Хозяйка старой пасеки - страница 22



– У вас удивительная выдержка.

Он поднял с пола бумаги. Я бросила на них прощальный взгляд: «Труп находится в кровати…»

Так. С этим непременно нужно разобраться. Но без свидетелей. Пока меня не упекли в местную дурку. Весьма негуманную, если верить всему, что я читала про медицину былых времен.

А потому сейчас необходимо чем-то заняться, чтобы отвлечься. Вот хотя бы…

С улицы донеслось грустное ржание. Точно!

– Вы не возражаете, если я распрягу и почищу ваших лошадей? – поинтересовалась я.

Лошадей я любила с детства. Сперва – платонически, если можно так выразиться, по книгам и фильмам. Потом все же упросила отдать меня в кружок при ипподроме и поняла, что любишь кататься – люби и саночки возить. То есть лошадь чистить и из стойла навоз выгребать.

– Не нужно, – улыбнулся Иван Михайлович. – До Ольховки не так далеко, думаю, как только Анастасия Павловна осмотрит пострадавшую, мы перестанем злоупотреблять вашим гостеприимством.

Гостеприимство! Я подлетела в кресле. Людей надо хоть чаем напоить. Да и запертую в комнате экономку – как бы она ни была мне неприятна – морить голодом все же не стоит. А еще сотский, который ее караулит. Бедняга торчит там уже невесть сколько, хоть стул ему принести, что ли.

– С вашего позволения, – пробормотала я, устремляясь к лестнице.

– Не беспокойтесь, мне есть о чем поразмыслить, – донеслось вслед.

Вот и отлично.

Первый этаж был выстроен не так, как второй, господский. Длинный коридор с деревянными стенами и рядом дверей. У последней переминался с ноги на ногу давешний мужик.

– Барыня, прощения просим, водички не найдется у вас?

– Кашу будете? – ответила я вопросом на вопрос.

– Грешно вам, барыня, над простым человеком ломаться, – обиделся он непонятно чему.

– Прошу прощения?

Он махнул рукой и уставился в стену. Да что опять не так?

Я метнулась на кухню, положила в миску гречки, поставила на табурет. Пристроила рядом кружку с водой, подхватила табурет будто поднос и вытащила в коридор. Поставила перед мужиком. Тот посмотрел на меня. На еду.
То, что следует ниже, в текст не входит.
PR #605, opened 2020-08-06
Fix isSupported API in return true for Firefox on Android

ltrung:
**Description of changes:**
Fix isSupported API in return true for Firefox on Android when chime JS SDK currently does not support that platform.

**Testing**

2. How did you test these changes? Manually run a serverless demo in Firefox Android and verify that this warning message is logged: 
>this browser is not currently supported. Stability may suffer. Supported browsers are: Google Chrome 78+.

### DIFF
--- a/src/browserbehavior/DefaultBrowserBehavior.ts
+++ b/src/browserbehavior/DefaultBrowserBehavior.ts
@@ -133,10 +133,22 @@ export default class DefaultBrowserBehavior implements BrowserBehavior {
   }
 
   isSupported(): boolean {
-    return this.majorVersion() >= this.browserSupport[this.browser.name];
+    if (
+      !this.browserSupport[this.browser.name] ||
+      this.majorVersion() < this.browserSupport[this.browser.name]
+    ) {
+      return false;
+    }
+    if (this.browser.name === 'firefox' && this.isAndroid()) {
+      return false;
+    }
+    return true;
   }
 
   supportString(): string {
+    if (this.isAndroid()) {
+      return `${this.browserName['chrome']} ${this.browserSupport['chrome']}+`;
+    }
     const s: string[] = [];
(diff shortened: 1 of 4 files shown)


src/browserbehavior/DefaultBrowserBehavior.ts
```diff
@@ -133,10 +133,22 @@ export default class DefaultBrowserBehavior implements BrowserBehavior {
...
+    ) {
+      return false;
+    }
+    if (this.browser.name === 'firefox' && this.isAndroid()) {
+      return false;
+    }
+    return true;
   }
 
   supportString(): string {
```
simmkyu, line 148: I see that we are just using  `supportString` to log a list of supported browsers. I wonder if we can just put the whole string in https://docs.aws.amazon.com/chime/latest/dg/meetings-sdk.html#mtg-browsers because even in Android, it should return a list of supported browsers for desktop and others

```
- Mozilla Firefox (version 60 and later), for macOS and Windows
- Google Chrome (version 78 and later), for macOS, Windows, and Ubuntu LTS 16.04 and later
- Google Chrome for Android also supported for audio and video only (no content sharing)
- Chromium-based Edge (version 79 and later), for Windows
- Chromium-based Electron (Electron 7 and later, with Chromium version 78 and later)
- Safari (version 12, audio and video only, no content sharing), for macOS
- Safari (version 12.1.1 and later, audio and video only, no content sharing), for iOS
- Safari (version 13 and later, content sharing with screen capture requires turning on the Develop, Experimental Features, Screen Capture feature in the browser), for macOS
- Opera (version 66 and later), for macOS and Windows
```

ltrung: Discussed with Kyu, since supportedString is a public API, we will not modify it to return the above string at this time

В животе у него громко заурчало.

– Сядьте и поешьте.

Он снова посмурнел.

– За кушание – спасибо, да только издеваться не надо.

– Да чем я издеваюсь! – не выдержала я.

– Выкаете мне, будто барину, разве ж то не издевательство?

Я ошалело моргнула.

– Хорошо. Не буду «выкать». Садись, поешь и попей спокойно, пока исправник не вернулся. Посуду я у тебя потом заберу, а табуретку оставь, в ногах правды нет.

– Как скажете, барыня. Спасибо за доброту вашу.

Он устроился на табуретке, пристроив миску на колене. Я не стала стоять над душой – незачем, да и некогда – пошла на кухню, по пути мысленно перебирая припасы.

Бочонок с солониной – пахла она нормально, но быстро не приготовить: надо сперва вымочить, полсуток как минимум, а лучше сутки. Бочонок с солеными груздями и еще – с мочеными яблоками. Крынка засахаренного меда. Корзина яиц – большая, десятков на пять. Раз есть яйца, должны быть и куры, пойти поискать? Нет, не сейчас. Живая курица – не магазинная. Ощипать, опалить, выпотрошить – все это время. Да и куры здесь скорее всего натуральные, беговые, просто на сковородку не бросить, как бройлера. Что еще? Немного специй, довольно старых и выветренных. Масло сливочное и масло растительное. Но не подсолнечное и не льняное. И не оливковое: травянисто-зеленое и пахнет травяной же свежестью. И все же на вкус приятное. Кусок теста в квашне под полотенцем. Большой мешок с гречневой мукой, еще больше – со ржаной, и маленький – с пшеничной.